Behavioural and electrophysiological studies of taste discrimination by the maxillary palps of larvae of Locusta Migratoria (L.)

The sensilla on the domes of the maxillary palps of Locusta migratoria (L.) play an important part in food selection when the insect has not been deprived of food for a long period (Blaney & Chapman, 1970; Blaney, Chapman & Wilson, 1973).

In an electrophysiological investigation of these sensilla, Haskell & Schoonhoven (1969) showed them to be contact chemoreceptors and described their mode of functioning in terms of specific responsiveness of individual neurones within each sensillum to different stimulatory compounds. In a further study, Blaney (1974) has shown that individual neurones respond to more than one type of compound and that there is considerable variability of response, from any given sensillum, to separate stimulations with the same stimulus.
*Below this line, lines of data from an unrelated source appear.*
PR #1842, opened 2025-02-13
chore: add updated_at in notification trace log

yashmehrotra:


yashmehrotra:
@moshloop Self merging FYI

PR #1847, opened 2025-02-14
chore: shutdown and exit in fatal scenarios

yashmehrotra:
@moshloop @adityathebe Should be put the shutdown and exit in logger.Fatalf ? or keep it the way it is right now ?


adityathebe:
I usually directly use `shutdown.ShutdownAndExit` but either is fine with me 👍

Issue #1846, opened 2025-02-13
Playbook actions retry options


moshloop:
To handle rate limiting 

```
retry:
  limit: 5
  duration: 30s # period between retries
  jitter: 10% (duration +-
  exponential:
    multiplier: 1.5
```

He suggested that such specificity of response as exists may be at the level of sensilla rather than of individual neurones and suggested that the differentiation of chemicals from each other involves some form of ‘across-fibre’ analysis (Pfaffman, 1941, 1955; Erickson, 1963, 1967; Doetsch et al. 1969; Dethier, 1973).

In this paper, behavioural experiments are described which investigate the ability of the insect to discriminate between certain simple chemicals and also between chemicals obtained from plant material. Complementary investigations were made of the electrophysiological responses to these chemicals and an attempt is made to describe the neural mechanisms involved in taste discrimination.
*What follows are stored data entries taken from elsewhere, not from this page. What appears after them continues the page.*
PR #1853, opened 2025-02-18
fix: use waitForGroup in CRD

adityathebe:
repeatGroup (crd) was mapped to GroupByHash.

RepeatGroup was originally meant for different purpose.
Removing it for now as we aren't using it anywhere.

### DIFF
--- a/api/v1/notification_types.go
+++ b/api/v1/notification_types.go
@@ -77,9 +77,9 @@ type NotificationSpec struct {
 	// Kubernetes config health. Format: "5m", "1h"
 	WaitForEvalPeriod *string `json:"waitForEvalPeriod,omitempty" yaml:"waitForEvalPeriod,omitempty"`
 
-	// WaitForGroup allows notifications in waiting status to be grouped together
+	// GroupBy allows notifications in waiting status to be grouped together
 	// based on certain set of keys.
-	WaitForGroup []string `json:"waitForGroup,omitempty"`
+	GroupBy []string `json:"groupBy,omitempty"`
 }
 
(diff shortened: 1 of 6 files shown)


api/v1/notification_types.go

The experiments were carried out with larvae of Locusta migratoria (L.) obtained from the normal laboratory stock at the Centre for Overseas Pest Research and kept subsequently in 12 1 cylindrical Perspex cages at 26-30 °C with about 12 insects in each cage. Male third-instar larvae were used in the behavioural experiments and male fifth-instar larvae in the electrophysiological experiments. The insects were marked individually within 12 h of ecdysis and used in the mid-instar period so that the results were not influenced by the proximity of the moult.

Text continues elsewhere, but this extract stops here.